Simulation time (s) | Model size (points) | |||
---|---|---|---|---|
256 × 256 | 512 × 256 | 512 × 512 | ||
t sim = 1 s | Alg 1 (s) | 1.01 | 1.48 | 2.25 |
Alg 2 (s) | 1.10 | 1.64 | 2.56 | |
Diff (%) | 8.9 | 10.8 | 13.7 | |
t sim = 1.5 s | Alg 1 (s) | 1.37 | 2.00 | 3.24 |
Alg 2 (s) | 1.50 | 2.30 | 3.72 | |
Diff (%) | 9.4 | 15.0 | 14.8 | |
t sim = 2 s | Alg 1 (s) | 1.69 | 2.57 | 4.14 |
Alg 2 (s) | 1.86 | 2.98 | 4.89 | |
Diff (%) | 10.0 | 15.9 | 18.1 |
Table II collects the same information as in table I, and similar tests were performed; however, in this case, algorithm 2 implements a 1D layout. The idea at this point is to measure execution times in codes which use not only different CPML memory management strategy but also different launching schemes. Results show vast gains in time of algorithm 1 over 2 varying from 42.5% climbing to 88.4%; likewise, there is an improvement trend going upwards with increments in simulation time and model size. It is important to mention that major gains in execution time were obtained with bigger model sizes tested according to data from both tables I and II.
Simulation time (s) | Model size (points) | |||
---|---|---|---|---|
256 × 256 | 512 × 256 | 512 × 512 | ||
t sim = 1 s | Alg 1 (s) | 1.01 | 1.48 | 2.25 |
Alg 2 (s) | 1.44 | 2.22 | 4.04 | |
Diff (%) | 42.5 | 50.0 | 79.5 | |
t sim = 1.5 s | Alg 1 (s) | 1.37 | 2.00 | 3.24 |
Alg 2 (s) | 2.01 | 3.17 | 5.83 | |
Diff (%) | 46.7 | 58.5 | 79.9 | |
t sim = 2 s | Alg 1 (s) | 1.69 | 2.57 | 4.14 |
Alg 2 (s) | 2.52 | 4.29 | 7.83 | |
Diff (%) | 49.1 | 66.9 | 88.4 |
Table III includes data related to GPU memory used for each algorithm over different model sizes; the Diff column shows how much more memory algorithm 2 used compared with algorithm 1. This value ranges from 2 to 30MB. Column Proportion/model size presents how many times additional memory used in algorithm 2 is above the memory necessary for saving a model in GPU. Figures on those columns allow us to identify a rising trend in memory consumption of algorithm 2 over 1 due to the strong relation between memory used and model dimensions N x - N z for CPML calculation in algorithm 2. This relation is reduced when implementing CPML reduced memory strategy and thus, the impact on the memory used.
IV. CONCLUSIONS
The results show that one algorithm using only CPML reduced memory strategy together with wavefield cube creation in GPU improves execution time by a maximum of 18.1% in tests.

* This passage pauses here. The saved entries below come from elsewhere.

PR #1068, opened 2020-02-18
Add and update WAI-ARIA 1.1 combobox propeties

### LINKED ISSUE #757: Missing `aria-owns` attribute
According to the ARIA spec, use of the `role="combobox"` requires some ARIA attributes that this component is missing. 

First it looks like you're implement the older Aria 1.0 pattern.  So a larger fix would be to update it to the 1.1 pattern (see more info in link below)

Using the 1.0 pattern (putting `role="combobox"` on the input element) you're missing the `aria-owns` attribute, and of course give the popup `<ul>` an id.  This is probably where I would let users pass in an ID prop themselves so they can handle uniqueness and you don't have to deal with it.

source: https://www.w3.org/TR/wai-aria-practices/#wai-aria-roles-states-and-properties-6

> In a combobox implementing the ARIA 1.0 pattern:
> - The element that serves as the textbox has role combobox.
> - **When the combobox popup is visible, the element with role combobox has aria-owns set to a value that refers to an element with role listbox.**
> - the element with role combobox has a value for aria-haspopup of listbox. Note that elements with role combobox have an implicit aria-haspopup value of listbox.

### LINKED ISSUE #866: WAI-ARIA Combobox - Complete aria- attributes
The `aria-explanded` & `combobox` attributes should be moved up to the `$refs.toggle` node. Currently they are set on the search input, but the toggle node houses information relevant to the combobox. 

Example from the spec:

```html
<div aria-label="Tag" role="combobox" aria-expanded="true" aria-owns="owned_listbox" aria-haspopup="listbox">
    <input type="text" aria-autocomplete="list" aria-controls="owned_listbox" aria-activedescendant="selected_option">
</div>
<ul role="listbox" id="owned_listbox">
    <li role="option">Zebra</li>
    <li role="option" id="selected_option">Zoom</li>
</ul>
```

- [ ] pull up `role=combobox`
- [ ] pull up `aria-expanded`
- [ ] add all missing `aria-` tags

### LINKED ISSUE #1027: Aria-expanded should be set to "false" when the dropdown is not open
**Describe the bug**
According to the accesibility standards. The "aria-expanded" should be set to "false" when the dropdown is not open.

**To Reproduce**
1. Go to https://vue-select.org/ and see the selector's HTML in the console log. For your convenience here it is:
image

**Expected behavior**
The element should contain the attribute `aria-expanded="false"` before it is even opened. (Of course, it should go to "true" when opened and back to "false" when closed again)

 - OS: Any
 - Browser: All

### LINKED ISSUE #1072: Causes an error on WAVE accessibility report
**Describe the bug**
When a vue-select items is viewed in the browser and a WAVE report is run, an accessibility issue is flagged. 

This is important because our institution (along with many others) determine the accessibility status of an application/page based on the results of a WAVE report.

WAVE is indicating that the "Clear selection" button doesn't have an accessible name or containing text, so a screen reader user cannot read or access the button.

**To Reproduce**
1. Install [WAVE Browser Plugin](https://wave.webaim.org/extension/)
2. Go to a page in a browser that has the vue-select like the [vue-select homepage](https://vue-select.org/)
3. Run WAVE report
4. Look in WAVE results under "Errors"

**Expected behavior**
When WAVE is run, no errors are indicated

**Screenshots**
See attached
Screen Shot 2020-02-27 at 3 37 29 PM

 - macOS (10.14.6)
 - Chrome (but may be an issue in others)
 - Version 80.0.3987.122

geo-connor:
This branch adds several aria properties outlined in the WAI-ARIA combobox spec:
https://www.w3.org/TR/wai-aria-practices/#wai-aria-roles-states-and-properties-6
With further inspiration taken from here:
https://www.w3.org/TR/wai-aria-practices/examples/combobox/aria1.1pattern/listbox-combo.html

I've tested the rendered component with the NVDA screen reader, and support there has been improved.

Since many of the element relationships outlined in the spec depend on id attributes being set, I have added those attributes. To keep the values unique, I have included an int created by lodash's `uniqueId` when the component instance is created (ex: `vs3__combobox`).

The w3.org example renders the `ul` component even when the list is empty. I can see how this would be necessary for some screen readers to establish the `aria-owns` relationship. I was able to do this while (I believe) avoiding the issues described in #609 regarding v-show/v-if. Basically, the `ul` will have a `v-show`, and the list items will not render thanks to a `<template v-if>`.

`aria-expanded="false"` will render now when the listbox is closed (#1027). This just needed a `.toString()` since vue doesn't render some bound attributes that equal `false`, `null`, `undefined`, etc.

---

Related #609
Resolves #757
Resolves #866
Resolves #1027
Resolves #1072


src/components/Select.vue
```diff
@@ -505,6 +510,7 @@
 
     data() {
       return {
+        uid: uniqueId(),
```
sagalbot: I think we can get away with using `this._uid`. It's a private component property and the implementation may change in the future, but should work for connecting the dots within the component. I've used it quite a bit for label/id relations in my own apps and have never run into issues.

Related: https://github.com/vuejs/vue/issues/5886#issuecomment-308625735

geo-connor: I think that would work here too. It's my understanding that using `this._uid` is not a recommended practice:
https://github.com/vuejs/vue/issues/5886#issuecomment-308625735

But I have used it in other projects and have not had any issues yet.

sagalbot: @geo-connor I ended up writing the function myself. Turns out it's a super simple implementation 👍

geo-connor: Looks great!

PR #1083, opened 2020-03-05
feat: scope the no-options slot

### LINKED ISSUE #1071: Feature: Add new option if there is no search match
### **Is your feature request related to a problem? Please describe.**
**Use case:** User searches for something that is not currently in the list of options, but he would like to add it.

**Problem**
Currently, the slot `no-options` does not have any slot-scope options. Therefore, it is not possible to get the current search value to use for adding a new option.

### **Describe the solution you'd like**
1. The search input as slot-scope data for `no-options`
2. (optional) Built in feature to add not found option to options & select it.

The .2 is the thing I am trying to achieve, but without slot-scope data, I am not sure how to obtain this functionality. 

### **Describe alternatives you've considered**
I have not thought about any other way to solve this within the component.

### **Additional context**
Idea of what I'm trying to achieve:
Screenshot 2020-02-20 at 16 50 02
`something` in cursive there is hardcoded, but would ideally come from a slot-scope

### LINKED ISSUE #1081: No options text shown on empty input
**Describe the bug**
When i focus empty v-select input, i see `no-options` item.
Maybe i do something wrong?

**To Reproduce**
I use these settings:
```
<v-select v-model="user"
  @search="fetchUsers"
  :filterable="false"
  :options="users"
  placeholder="User name"
  :reduce="(user) => { return { name: user.name, guid: user.guid } }" 
  label="name"></v-select>
```

**Expected behavior**
I expect only focused element 
or maybe some helper text "Enter username or choose from options..."

sagalbot:
Resolves #1071, Resolves #1081

### DIFF
--- a/docs/.vuepress/components/BetterNoOptions.vue
+++ b/docs/.vuepress/components/BetterNoOptions.vue
@@ -1,0 +1,16 @@
+<template>
+  <v-select>
+    <template v-slot:no-options="{ search, searching }">
+      <template v-if="searching">
+        No results found for <em>{{ search }}</em>.
+      </template>
+      <em style="opacity: 0.5;" v-else>Start typing to search for a country.</em>
+    </template>
+  </v-select>
+</template>
+
+<script>
+export default {
+  name: 'BetterNoOptions',
+};
+</script>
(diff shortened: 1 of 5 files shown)


BlitZz96:
💯 Good job!

PR #1092, opened 2020-03-09
new option - enableMouseSearchInput

dkurucz:
**Summary:**
Adds a configurable option to allow mouse input events on any area of the search input, rather than closing the dropdown outright.

**Purpose of this feature:**
There are instances where users may want to click somewhere in the text they have typed in order to select it and do any number of operations, including but not limited to copying and pasting, deleting certain parts of longer words in order to modify the search string, or to double-click-select an entire word in the search string, or triple-click-select and highlight the entire search string.

Note that this feature is additionally complementary to the other option I have put in another MR, called preserveSelectedText (https://github.com/sagalbot/vue-select/pull/1093), which will automatically populate a single-selection (not multiple) vue select, allowing users to click on choices that were previously chosen and improving speed to enter additional or modified text, and improves usability overall.

This feature is flag-enabled and does not break any default functionality.

Please let me know if there is anything needed to improve naming conventions or if I missed any edge cases, thanks!


dkurucz:
@sagalbot any thoughts on getting this in as well as #1093?  I ask because my project is currently using a fork that has the functionality in place.  Let me know if you need me to do anything else with this work.  Thanks!

Dares300:
Hello everybody,

I'm 100% agreed with Jeff. It would be genial if we could have this feature. It is the default behavior expected by anyone.
It is very disturbing to have the possibility to do that inside a normal input and not just bellow in a vue-select. The normal user does'nt care about the difference between a normal input or select. Event if it is lot of work to do (I can understand because vue-select is already complex but awesome !).

Thank you for this library Sagalbot and thank you for your very details mail Jeff  !

Have a good week !

Dawid HILLIEN
A fan of vue-select in Paris

________________________________
De : Jeff Sagal <notifications@github.com>
Envoyé : jeudi 19 mars 2020 17:27
À : sagalbot/vue-select <vue-select@noreply.github.com>
Cc : Dares300 <hillien2@hotmail.com>; Manual <manual@noreply.github.com>
Objet : Re: [sagalbot/vue-select] new option - enableMouseSearchInput (#1092)


@dkurucz<https://github.com/dkurucz> just had a chance to check it out today. My first instinct is that this should actually be default behavior.

This feels like a bug to me:

[Mar-19-2020 10-20-54]<https://user-images.githubusercontent.com/692538/77095662-76c32700-69cb-11ea-905c-d60e13a2931b.gif>

And with enableMouseSearchInput:

[Mar-19-2020 10-21-36]<https://user-images.githubusercontent.com/692538/77095741-8c385100-69cb-11ea-9f1f-f49d76dd16db.gif>

I can't think of a use case where enableMouseSearchInput should be false. You can still click the caret to close (although it should probably have cursor: pointer on hover). I think chances of people finding the right prop to enable this behavior is also fairly low.

Do you agree that enableMouseSearchInput should just be default behavior? If so, lets drop the prop and implement it as such, and I'll push it out as a patch release.

________________________________

This is a bit related to what I was working on in #1067<https://github.com/sagalbot/vue-select/pull/1067>.

dkurucz:
@sagalbot yes I agree with your thoughts on this.  I think it might be better to have the opposite as an option, where it would close on click only if the user is expected to pick an option discreetly.  There is a case in my project right now where that could be the preferred behavior.  I would equate this to a "choose one of the following" type of input, where you also wouldn't even want the user to type to search.  However, at this point it would be a nice to have.

If you'd like, I'll take another pass and get it working by default and then put up a proposal for the flag (or maybe a PR if I can get it all in one go).

dkurucz:
@sagalbot I have removed the flag and made the behavior default, feel free to re-test, etc, I think this is largely good to go.  Let me know if you have other thoughts on this.  Thanks!

dkurucz:
@sagalbot any thoughts on a timeline to get this feature in? thanks!

MoogyG:
This functionality break the use of a router-link in "selected-option" slot like this : 
```
<template v-slot:selected-option="customerScope">
    <router-link class="mr-2" :to="{ name: 'customer', params: { id: customerScope.id } }">
        {{ customerScope.name }}
    </router-link>
</template>
```
This shouldn't be enabled by default.

dkurucz:
@MoogyG I'll look into the router link issue when I have a moment.  In regards to your other concerns, this issue was accepted as default behavior (it was originally coded as an option), as a result no option was included or configured to enable/disable this behavior, so there will be no additions to the documentation about it.  The unit test was an oversight, and should be removed since we are no longer testing the option.

dkurucz:
@MoogyG I tested and fixed your above concerns in the following PR: https://github.com/sagalbot/vue-select/pull/1211.  Feel free to test on your end as well.

MoogyG:
I just get your PR, build it localy, copy "dist" folder in my node_modules but it's not working on my machine, I still can't click on a router link inside vue-select.

dkurucz:
@MoogyG can you verify you also copied the compiled css in addition to the built js into the dist directory of node_modules vue-select?  Both are required in that fix.  If so, can you send me a screenshot of what you are seeing?  Let's also move this discussion to the new PR.  Thanks!

MoogyG:
My bad, I was importing SCSS from `src` folder, not CSS from `dist` folder.
Now it works, thanks for your support!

There also exists a continuous enhancement trend with model size increments and higher times of simulation. If a 2D launching layout is added to the strategy, the figures are increased, ranging from a minimum of 42.5% to a peak of 88.4%. In all cases, major gains were obtained when working with the bigger model sizes for all times of simulation. From data, it is noticeable the tremendous influence that Kernel launching layout has over execution time compared with CPML memory management; however, the combined effect is outstanding.
Bigger memory gains for algorithm 1 over 2 were found when working with bigger model sizes, reaching a maximum of 30MB in tests, which make something close to 1% of saving compared to GPU total memory used. However, if compared with the memory consumption of the model, which is more adequate since the majority of the memory used in the GPU is associated with the wavefield cube storage, it is possible to say that the common memory management strategy took 13.3 times more memory than CPML reduced memory strategy when executing wave modeling; also, it can be identified a continuous increasing trend in memory consumption when model sizes rise up.